PR #339, opened 2019-05-26
devices/spd: Improved DDR4 SPD support

ocerman:
- Added Voltage
- Added initial XMP 2.0 support
- Fixed DDR4 Manufacturer


lpereira:
Merged, thanks!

- - -

◆ Work to be completed:
Could you please find every line of the listing above holding the string "support" and copy it?

◆ Reply to the exercise:
devices/spd: Improved DDR4 SPD support
- Added initial XMP 2.0 support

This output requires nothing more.